What the exercise asks — From the first line to the last, give the data again exactly.

Dataset —
════════════════════
PR #45, opened 2018-10-24
[aws/users,aws/account-settings] new modules

osterman:
## what
* Add a `users` module
* Add a `account-settings module

## why
* Make it easy to use GitOps to provision users

### DIFF
--- a/aws/users/main.tf
+++ b/aws/users/main.tf
@@ -10,6 +10,16 @@ provider "aws" {
   }
 }
 
+data "terraform_remote_state" "account_settings" {
+  backend = "s3"
+
+  config {
+    bucket = "${var.namespace}-${var.stage}-terraform-state"
+    key    = "account-settings/terraform.tfstate"
+  }
+}
+
+
 data "terraform_remote_state" "root_iam" {
   backend = "s3"
 
@@ -26,6 +36,7 @@ output "account_alias" {
 }
 
 locals {
+  signin_url = "${data.terraform_remote_state.account_settings.signin_url}"
   admin_group = ["${data.terraform_remote_state.root_iam.admin_group}", "${data.terraform_remote_state.root_iam.readonly_group}"]
   readonly_group = ["${data.terraform_remote_state.root_iam.readonly_group}"]
 }
--- a/aws/users/main.tf
+++ b/aws/users/main.tf
@@ -19,7 +19,6 @@ data "terraform_remote_state" "account_settings" {
   }
 }
 
-
 data "terraform_remote_state" "root_iam" {
   backend = "s3"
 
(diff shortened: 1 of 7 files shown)


aws/users/variables.tf
```diff
@@ -0,0 +1,39 @@
...
+  description = "Stage (e.g. `prod`, `dev`, `staging`)"
+}
+
+variable "name" {
+  type        = "string"
+  description = "Application or solution name (e.g. `app`)"
+  default     = "terraform"
+}
+
+variable "smtp_username" {
```
aknysh: looks like all vars below are not in use

aws/users/main.tf
```diff
@@ -0,0 +1,42 @@
...
+}
+
+data "aws_iam_account_alias" "default" {}
+
+output "account_alias" {
+  value = "${data.aws_iam_account_alias.default.account_alias}"
+}
+
+locals {
+  signin_url = "${data.terraform_remote_state.account_settings.signin_url}"
```
aknysh: `terraform fmt`

aknysh: locals not in use?

aws/users/variables.tf
osterman: See https://github.com/cloudposse/root.cloudposse.co/pull/24

aws/users/main.tf
```diff
@@ -0,0 +1,42 @@
...
+  admin_group = ["${data.terraform_remote_state.root_iam.admin_group}", "${data.terraform_remote_state.root_iam.readonly_group}"]
```
aknysh: should it be just one admin group in the list?

aws/users/main.tf
aknysh: are we missing the actual `user` files?

aws/users/main.tf
osterman: i struggled with naming. my thinking is that admin has admin & readonly (why shouldn't they). readonly people only have readonly. i'm overloading `admin` which i don't like. but i don't know if it's better to add more terms. feels like it's implied that an admin would get readonly. thoughts?

aws/users/main.tf
osterman: See https://github.com/cloudposse/root.cloudposse.co/pull/24

aws/users/main.tf
```diff
@@ -0,0 +1,42 @@
...
+data "terraform_remote_state" "root_iam" {
+  backend = "s3"
+
+  config {
+    bucket = "${var.namespace}-${var.stage}-terraform-state"
+    key    = "root-iam/terraform.tfstate"
+  }
+}
+
+data "aws_iam_account_alias" "default" {}
```
aknysh: why use data provider and not take the alias from `"terraform_remote_state" "account_settings"`?

aws/users/variables.tf
aknysh: ok I see

aws/users/main.tf
aknysh: why not use the `admin` and `readonly` group names from `data.terraform_remote_state.root_iam`, and then in the account modules add the user to one of the group or to both?

```hcl
groups  = ["${local.admin_group}, ${local.readonly_group}"]
```

osterman: My bad. fixed.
════════════════════
Response area —
PR #45, opened 2018-10-24
[aws/users,aws/account-settings] new modules

osterman:
## what
* Add a `users` module
* Add a `account-settings module

## why
* Make it easy to use GitOps to provision users

### DIFF
--- a/aws/users/main.tf
+++ b/aws/users/main.tf
@@ -10,6 +10,16 @@ provider "aws" {
   }
 }
 
+data "terraform_remote_state" "account_settings" {
+  backend = "s3"
+
+  config {
+    bucket = "${var.namespace}-${var.stage}-terraform-state"
+    key    = "account-settings/terraform.tfstate"
+  }
+}
+
+
 data "terraform_remote_state" "root_iam" {
   backend = "s3"
 
@@ -26,6 +36,7 @@ output "account_alias" {
 }
 
 locals {
+  signin_url = "${data.terraform_remote_state.account_settings.signin_url}"
   admin_group = ["${data.terraform_remote_state.root_iam.admin_group}", "${data.terraform_remote_state.root_iam.readonly_group}"]
   readonly_group = ["${data.terraform_remote_state.root_iam.readonly_group}"]
 }
--- a/aws/users/main.tf
+++ b/aws/users/main.tf
@@ -19,7 +19,6 @@ data "terraform_remote_state" "account_settings" {
   }
 }
 
-
 data "terraform_remote_state" "root_iam" {
   backend = "s3"
 
(diff shortened: 1 of 7 files shown)


aws/users/variables.tf
```diff
@@ -0,0 +1,39 @@
...
+  description = "Stage (e.g. `prod`, `dev`, `staging`)"
+}
+
+variable "name" {
+  type        = "string"
+  description = "Application or solution name (e.g. `app`)"
+  default     = "terraform"
+}
+
+variable "smtp_username" {
```
aknysh: looks like all vars below are not in use

aws/users/main.tf
```diff
@@ -0,0 +1,42 @@
...
+}
+
+data "aws_iam_account_alias" "default" {}
+
+output "account_alias" {
+  value = "${data.aws_iam_account_alias.default.account_alias}"
+}
+
+locals {
+  signin_url = "${data.terraform_remote_state.account_settings.signin_url}"
```
aknysh: `terraform fmt`

aknysh: locals not in use?

aws/users/variables.tf
osterman: See https://github.com/cloudposse/root.cloudposse.co/pull/24

aws/users/main.tf
```diff
@@ -0,0 +1,42 @@
...
+  admin_group = ["${data.terraform_remote_state.root_iam.admin_group}", "${data.terraform_remote_state.root_iam.readonly_group}"]
```
aknysh: should it be just one admin group in the list?

aws/users/main.tf
aknysh: are we missing the actual `user` files?

aws/users/main.tf
osterman: i struggled with naming. my thinking is that admin has admin & readonly (why shouldn't they). readonly people only have readonly. i'm overloading `admin` which i don't like. but i don't know if it's better to add more terms. feels like it's implied that an admin would get readonly. thoughts?

aws/users/main.tf
osterman: See https://github.com/cloudposse/root.cloudposse.co/pull/24

aws/users/main.tf
```diff
@@ -0,0 +1,42 @@
...
+data "terraform_remote_state" "root_iam" {
+  backend = "s3"
+
+  config {
+    bucket = "${var.namespace}-${var.stage}-terraform-state"
+    key    = "root-iam/terraform.tfstate"
+  }
+}
+
+data "aws_iam_account_alias" "default" {}
```
aknysh: why use data provider and not take the alias from `"terraform_remote_state" "account_settings"`?

aws/users/variables.tf
aknysh: ok I see

aws/users/main.tf
aknysh: why not use the `admin` and `readonly` group names from `data.terraform_remote_state.root_iam`, and then in the account modules add the user to one of the group or to both?

```hcl
groups  = ["${local.admin_group}, ${local.readonly_group}"]
```

osterman: My bad. fixed.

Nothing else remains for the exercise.